● **TASK DESCRIPTION**
Give back the data below exactly as it was given.
---*---
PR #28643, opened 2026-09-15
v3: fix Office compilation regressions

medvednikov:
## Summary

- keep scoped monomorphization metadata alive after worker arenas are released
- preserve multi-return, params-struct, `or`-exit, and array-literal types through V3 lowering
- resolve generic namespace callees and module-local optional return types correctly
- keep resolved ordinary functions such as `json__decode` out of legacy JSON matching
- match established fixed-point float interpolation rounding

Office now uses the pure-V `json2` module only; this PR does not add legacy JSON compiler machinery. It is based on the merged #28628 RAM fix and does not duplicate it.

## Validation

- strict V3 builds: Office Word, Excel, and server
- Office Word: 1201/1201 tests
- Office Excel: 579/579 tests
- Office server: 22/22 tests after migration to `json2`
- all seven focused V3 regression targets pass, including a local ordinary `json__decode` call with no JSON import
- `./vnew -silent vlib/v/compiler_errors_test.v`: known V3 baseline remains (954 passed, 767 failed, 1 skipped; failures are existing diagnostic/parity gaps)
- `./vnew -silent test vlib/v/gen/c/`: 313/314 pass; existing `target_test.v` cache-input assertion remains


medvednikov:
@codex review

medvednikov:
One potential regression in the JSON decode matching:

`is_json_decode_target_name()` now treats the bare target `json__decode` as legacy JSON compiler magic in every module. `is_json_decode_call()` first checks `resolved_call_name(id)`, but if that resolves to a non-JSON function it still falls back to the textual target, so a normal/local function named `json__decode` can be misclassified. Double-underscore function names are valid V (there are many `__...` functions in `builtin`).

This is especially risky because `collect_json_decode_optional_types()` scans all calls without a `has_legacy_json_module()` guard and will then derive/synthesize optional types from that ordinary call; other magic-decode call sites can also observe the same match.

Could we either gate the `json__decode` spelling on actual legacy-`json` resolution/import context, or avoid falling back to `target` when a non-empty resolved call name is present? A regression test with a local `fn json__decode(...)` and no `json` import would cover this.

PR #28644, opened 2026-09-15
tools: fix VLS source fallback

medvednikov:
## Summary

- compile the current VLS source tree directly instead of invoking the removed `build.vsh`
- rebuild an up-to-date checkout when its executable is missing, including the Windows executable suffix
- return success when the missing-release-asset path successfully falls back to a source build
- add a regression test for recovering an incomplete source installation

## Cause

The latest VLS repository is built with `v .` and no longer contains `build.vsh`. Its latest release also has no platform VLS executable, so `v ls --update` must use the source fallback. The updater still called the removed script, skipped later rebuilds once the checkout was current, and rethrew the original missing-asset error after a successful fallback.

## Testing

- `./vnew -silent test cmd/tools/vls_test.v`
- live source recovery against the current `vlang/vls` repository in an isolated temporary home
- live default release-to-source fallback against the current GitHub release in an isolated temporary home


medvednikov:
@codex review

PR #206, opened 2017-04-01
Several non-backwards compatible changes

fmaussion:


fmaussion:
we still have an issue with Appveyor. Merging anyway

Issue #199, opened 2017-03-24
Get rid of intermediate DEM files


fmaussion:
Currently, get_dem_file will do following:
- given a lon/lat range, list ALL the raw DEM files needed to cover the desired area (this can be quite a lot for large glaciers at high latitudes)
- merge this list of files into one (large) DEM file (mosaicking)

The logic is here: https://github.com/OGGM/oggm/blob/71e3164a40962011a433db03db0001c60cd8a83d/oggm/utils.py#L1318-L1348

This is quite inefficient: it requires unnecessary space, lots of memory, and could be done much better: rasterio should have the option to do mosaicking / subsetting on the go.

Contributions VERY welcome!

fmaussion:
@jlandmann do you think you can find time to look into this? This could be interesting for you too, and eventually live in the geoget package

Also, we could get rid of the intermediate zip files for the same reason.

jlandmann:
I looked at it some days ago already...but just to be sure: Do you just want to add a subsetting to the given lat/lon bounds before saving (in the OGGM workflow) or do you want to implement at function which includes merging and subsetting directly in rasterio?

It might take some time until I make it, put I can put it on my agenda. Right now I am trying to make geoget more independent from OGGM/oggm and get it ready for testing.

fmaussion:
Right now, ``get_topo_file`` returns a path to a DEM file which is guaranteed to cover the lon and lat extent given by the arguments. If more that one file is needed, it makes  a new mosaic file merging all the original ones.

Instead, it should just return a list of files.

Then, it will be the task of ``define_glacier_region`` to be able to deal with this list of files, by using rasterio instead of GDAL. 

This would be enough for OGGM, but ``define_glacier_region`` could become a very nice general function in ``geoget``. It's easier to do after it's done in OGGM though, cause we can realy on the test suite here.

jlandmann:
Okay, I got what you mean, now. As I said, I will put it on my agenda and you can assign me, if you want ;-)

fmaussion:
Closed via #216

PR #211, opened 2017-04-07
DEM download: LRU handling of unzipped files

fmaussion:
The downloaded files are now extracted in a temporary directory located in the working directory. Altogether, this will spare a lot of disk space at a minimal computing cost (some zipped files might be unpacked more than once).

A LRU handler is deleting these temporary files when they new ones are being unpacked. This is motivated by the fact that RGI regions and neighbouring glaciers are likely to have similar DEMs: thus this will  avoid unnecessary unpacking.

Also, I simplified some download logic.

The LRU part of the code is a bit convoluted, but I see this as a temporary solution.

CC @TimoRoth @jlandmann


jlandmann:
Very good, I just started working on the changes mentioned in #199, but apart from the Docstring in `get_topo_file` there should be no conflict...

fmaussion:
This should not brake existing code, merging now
---*---
● **FINISHED TASK**
PR #28643, opened 2026-09-15
v3: fix Office compilation regressions

medvednikov:
## Summary

- keep scoped monomorphization metadata alive after worker arenas are released
- preserve multi-return, params-struct, `or`-exit, and array-literal types through V3 lowering
- resolve generic namespace callees and module-local optional return types correctly
- keep resolved ordinary functions such as `json__decode` out of legacy JSON matching
- match established fixed-point float interpolation rounding

Office now uses the pure-V `json2` module only; this PR does not add legacy JSON compiler machinery. It is based on the merged #28628 RAM fix and does not duplicate it.

## Validation

- strict V3 builds: Office Word, Excel, and server
- Office Word: 1201/1201 tests
- Office Excel: 579/579 tests
- Office server: 22/22 tests after migration to `json2`
- all seven focused V3 regression targets pass, including a local ordinary `json__decode` call with no JSON import
- `./vnew -silent vlib/v/compiler_errors_test.v`: known V3 baseline remains (954 passed, 767 failed, 1 skipped; failures are existing diagnostic/parity gaps)
- `./vnew -silent test vlib/v/gen/c/`: 313/314 pass; existing `target_test.v` cache-input assertion remains


medvednikov:
@codex review

medvednikov:
One potential regression in the JSON decode matching:

`is_json_decode_target_name()` now treats the bare target `json__decode` as legacy JSON compiler magic in every module. `is_json_decode_call()` first checks `resolved_call_name(id)`, but if that resolves to a non-JSON function it still falls back to the textual target, so a normal/local function named `json__decode` can be misclassified. Double-underscore function names are valid V (there are many `__...` functions in `builtin`).

This is especially risky because `collect_json_decode_optional_types()` scans all calls without a `has_legacy_json_module()` guard and will then derive/synthesize optional types from that ordinary call; other magic-decode call sites can also observe the same match.

Could we either gate the `json__decode` spelling on actual legacy-`json` resolution/import context, or avoid falling back to `target` when a non-empty resolved call name is present? A regression test with a local `fn json__decode(...)` and no `json` import would cover this.

PR #28644, opened 2026-09-15
tools: fix VLS source fallback

medvednikov:
## Summary

- compile the current VLS source tree directly instead of invoking the removed `build.vsh`
- rebuild an up-to-date checkout when its executable is missing, including the Windows executable suffix
- return success when the missing-release-asset path successfully falls back to a source build
- add a regression test for recovering an incomplete source installation

## Cause

The latest VLS repository is built with `v .` and no longer contains `build.vsh`. Its latest release also has no platform VLS executable, so `v ls --update` must use the source fallback. The updater still called the removed script, skipped later rebuilds once the checkout was current, and rethrew the original missing-asset error after a successful fallback.

## Testing

- `./vnew -silent test cmd/tools/vls_test.v`
- live source recovery against the current `vlang/vls` repository in an isolated temporary home
- live default release-to-source fallback against the current GitHub release in an isolated temporary home


medvednikov:
@codex review

PR #206, opened 2017-04-01
Several non-backwards compatible changes

fmaussion:


fmaussion:
we still have an issue with Appveyor. Merging anyway

Issue #199, opened 2017-03-24
Get rid of intermediate DEM files


fmaussion:
Currently, get_dem_file will do following:
- given a lon/lat range, list ALL the raw DEM files needed to cover the desired area (this can be quite a lot for large glaciers at high latitudes)
- merge this list of files into one (large) DEM file (mosaicking)

The logic is here: https://github.com/OGGM/oggm/blob/71e3164a40962011a433db03db0001c60cd8a83d/oggm/utils.py#L1318-L1348

This is quite inefficient: it requires unnecessary space, lots of memory, and could be done much better: rasterio should have the option to do mosaicking / subsetting on the go.

Contributions VERY welcome!

fmaussion:
@jlandmann do you think you can find time to look into this? This could be interesting for you too, and eventually live in the geoget package

Also, we could get rid of the intermediate zip files for the same reason.

jlandmann:
I looked at it some days ago already...but just to be sure: Do you just want to add a subsetting to the given lat/lon bounds before saving (in the OGGM workflow) or do you want to implement at function which includes merging and subsetting directly in rasterio?

It might take some time until I make it, put I can put it on my agenda. Right now I am trying to make geoget more independent from OGGM/oggm and get it ready for testing.

fmaussion:
Right now, ``get_topo_file`` returns a path to a DEM file which is guaranteed to cover the lon and lat extent given by the arguments. If more that one file is needed, it makes  a new mosaic file merging all the original ones.

Instead, it should just return a list of files.

Then, it will be the task of ``define_glacier_region`` to be able to deal with this list of files, by using rasterio instead of GDAL. 

This would be enough for OGGM, but ``define_glacier_region`` could become a very nice general function in ``geoget``. It's easier to do after it's done in OGGM though, cause we can realy on the test suite here.

jlandmann:
Okay, I got what you mean, now. As I said, I will put it on my agenda and you can assign me, if you want ;-)

fmaussion:
Closed via #216

PR #211, opened 2017-04-07
DEM download: LRU handling of unzipped files

fmaussion:
The downloaded files are now extracted in a temporary directory located in the working directory. Altogether, this will spare a lot of disk space at a minimal computing cost (some zipped files might be unpacked more than once).

A LRU handler is deleting these temporary files when they new ones are being unpacked. This is motivated by the fact that RGI regions and neighbouring glaciers are likely to have similar DEMs: thus this will  avoid unnecessary unpacking.

Also, I simplified some download logic.

The LRU part of the code is a bit convoluted, but I see this as a temporary solution.

CC @TimoRoth @jlandmann


jlandmann:
Very good, I just started working on the changes mentioned in #199, but apart from the Docstring in `get_topo_file` there should be no conflict...

fmaussion:
This should not brake existing code, merging now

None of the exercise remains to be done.